In addition, Texas, where ground ambulance protections were set to expire in September 2025, extended its law’s sunset date to September 1, 2027.
Payment methodologies. Four of the five new laws adopted unique payment methodologies. North Dakota limits charges to 250 percent of the Medicare rate, which is significantly lower than many states’ benchmarks. Utah’s fee-schedule requirement means that insurers must pay the full rate set by the state, protecting patients from bills for any remaining balance between provider charges and what the insurer pays.
New Hampshire is exploring an all-payer model, where private insurers and public programs pay the same rate for ground ambulance services — a potential model for other states if it’s implemented successfully.
Oregon relies on rates determined by local governments that manage ground ambulance services in their jurisdiction. This has been done in other states, but Oregon will require local jurisdictions to justify their rates publicly, which is intended to prevent arbitrary or inflated local rate-setting and ensure transparency. Transparency in local rate-setting is a federal Advisory Committee recommendation.
Consumer protections. Illinois set a hard ceiling on patient cost sharing. Consumers pay the lesser of their normal copayment or 10 percent of the service cost. This directly lowers out-of-pocket costs and shields patients, even when billed charges or insurer payments are high.
Scope of protections. Three new laws protect patients against surprise billing for both emergency and nonemergency ground ambulance services. In New Hampshire, interfacility transport and behavioral health facility transport are covered. Oregon’s law covers interfacility transport and treatment without transport— in situations where the patient is treated in the field and not taken to a hospital. In Illinois, urgent care services, defined as services deemed medically necessary by a health care professional, are covered.
These provisions showcase a growing trend toward covering nonemergency services. Of the 22 states with ground ambulance surprise billing protections, 13 cover nonemergency transportation in addition to emergency services. These states are showing the importance of defining ground ambulance services broadly, including interfacility transport and treatment without transport, to provide consumers with the broadest possible protection.
Opt-in provisions. Oregon included an opt-in provision for ERISA plans, Public Employee’s Benefit Board plans, and Educators Benefit Board plans. Some states have adopted general opt-in provisions for surprise billing protections for other services, but Oregon is one of the first to have a provision specific to ground ambulance surprise billing; Washington acted similarly in 2024 to establish an opt-in provision for non-state-regulated plans.

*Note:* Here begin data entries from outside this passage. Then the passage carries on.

PR #7062, opened 2022-01-16
fix: prevent index error when trying to get account from non-arn

cguardia:
Just making sure that if we reach the split statement, it's because it's going to work.


kapilt:
this needs clarity either in the description or the form of a unit test of what its checking and where the situation arose,. ie what sort of non arn value is it guarding against?

cguardia:
@kapilt we  are getting an IndexError with non-account principals of the form "<uid>::ae-monitor-service-ae-prod-monitor-emr". We've got thousands of these errors, so looking for a way to eliminate them.

cguardia:
Turns out this is related to (and would close) this bug: https://github.com/cloud-custodian/cloud-custodian/issues/6255

kapilt (approved):
lgtm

Enforcement and oversight. Oregon and New Hampshire have emphasized oversight and enforcement. Oregon focuses on transparency and deterrence in its oversight system by including fines for repeat violations, public rate justification, and reporting requirements. New Hampshire penalizes noncompliance by reducing rates for providers that do not comply with reporting requirements. North Dakota acknowledged provider concerns about delayed insurer payments by initiating a study to consider a system to reimburse providers for unpaid bills.
Looking Forward
These new laws are significant. Not only do they add protections for consumers, but they also take new approaches to addressing payment, coverage scope, and enforcement.

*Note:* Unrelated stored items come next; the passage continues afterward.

PR #7069, opened 2022-01-20
New ecr-image child resource type for ECR

KISStian:
Added a new resource (ecr-image) to be able to query images within ECR repositories and use that to determine if any images have findings in Security Hub.  While implementing this change, I noticed a minor issue with the Security Hub resource module for IAM users, so this fix was included as well.


KISStian:
I am going to make fix the issues with the PR and open another in its place.

PR #7072, opened 2022-01-20
added new ecr-image child resource type for ECR

KISStian:
The new resource type will enable users to query images within ECR repositories and identify any Security Hub findings for the images. While implementing this resource type I identified a minor issue with the Security Hub resource module for IAM, so I included this fix as well.


kapilt (approved):
nice, lgtm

Still, state laws remain at best a piecemeal approach to protecting consumers from surprise ground ambulance bills. Only a federal law can guarantee that all consumers are protected. Should Congress choose to act, federal policymakers will need to look at the advisory committee’s recommendations and should consider the various state approaches in filling any gaps.
Congress has not shown interest in taking up this issue, however. In the absence of federal action, responsibility will remain with the states to implement protections within their authority.